The other thing you asked about is returning a tuple (String, Int) instead of an action IO (String, Int). There is no pure way to do this; in other words, there is no pure function IO a -> a. Why is this? Because IO a represents an impure action which depends on the real world. If we had such a function impossibleRunIO :: IO a -> a, then we would want it to be the case that impossibleRunIO getLine == impossibleRunIO getLine, since the function must be pure. But this is useless, as we would want impossibleRunIO to be able to actually interact with the real world! Thus, this pure function is impossible. Everything that enters IO can never leave. This is what return does: it is a function with, in this case1, the type return :: a -> IO a, which enables you to place pure values into IO. For any x, return x is an action which, when run, always produces x. This is why you have to end your do block with the return: username is a pure value you extracted from an action, and as such is only visible within the do block. You need to lift it into IO before the outside world can see it. The same is true of amount/tempamount.
And just for completeness's sake: there is some overarching theory behind this which ties it together. But it's not necessary at all for beginning Haskell programming. What I would recommend doing is structuring most of your code as pure functions which fold, spindle, and mutilate your data. Then construct a thin (as thin as possible) IO front layer which interacts with said functions. You'll be surprised how little IO you need!
1: It actually has a more general type, but that's not relevant for the moment.
Yeah, you're almost there but I think you want the signature:
investinput :: IO ([Char], Int)
... then from the calling function you can do something like:
main = do
(username, amount) <- investinput
....
I think you want to read tempamount rather than show though.
An IO function that produces a tuple would have type IO (a, b), in this case:
investinput :: IO ([Char], Int)
A signature of IO () -> ([Char], Int) would mean that the function takes a parameter of type IO () and produces a tuple from that, which is not what you want.

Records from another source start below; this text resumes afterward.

PR #436, opened 2019-07-12
Trivial changes to bandages

MinetestSam:
Spawn rate has been increased and now the person getting healed will get to know who healed them.

### DIFF
--- a/mods/ctf/ctf_treasure/init.lua
+++ b/mods/ctf/ctf_treasure/init.lua
@@ -23,7 +23,7 @@ function ctf_treasure.get_default_treasures()
 		{"shooter:ammo",0.3,2,{1,10}},
 		{"shooter:arrow_white",0.5,2,{2,18}},
 
-		{"ctf_bandages:bandage",0.3,5,{1,6}},
+		{"ctf_bandages:bandage",0.85,5,{2,4}},
 		{"medkits:medkit",0.8,5,2}
 	}
 end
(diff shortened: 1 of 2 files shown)


ClobberXD:
I'm also concerned about the target's chat being spammed with this message, when their team-mate heals them after a fight. I'll test this out, but I think a HUD alert would be a better implementation.

MinetestSam:
The chat can't be spammed more than 3-4 times since after the healing limit the bandages won't be of any use.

Generally there are no restrictions on the types an IO function (or a function in a different monad) can return, you can chose the types however you like.
The answer to your question about returning (String, Int) rather than IO (String, Int) is simple: you can't. Once you're in IO you're stuck there. That's part of what it means when people say that Haskell is a "pure" language.
What you want to do is similar to what you're already doing here with getLine. The type of getLine is IO String. When you write username <- getLine, you're in effect taking the String out of the IO String, but this is only possible because you're inside the do expression.
You can do exactly the same kind of thing with investinput as with getLine. Here's an example of how you could use investinput in your main function:
main = do
(name, amount) <- investinput
putStrLn $ name ++ " invested $" ++ show amount ++ "."
Since you mention liftM in a comment, here's a full working version that does the same thing using liftM and the reverse bind operator (=<<) instead of do notation:
import Control.Monad (liftM)
investinput :: IO (String, Int)
investinput = do
putStrLn "Enter Username : "
username <- getLine
putStrLn "Enter Invest Amount : "
amount <- liftM read getLine -- We can also use liftM to get rid of tempamount.
return (username, amount)
summary :: (String, Int) -> String
summary (name, amount) = name ++ " invested $" ++ show amount ++ "."
main = putStrLn =<< liftM summary investinput
This shows how you could use investinput with "another function which expects a tuple".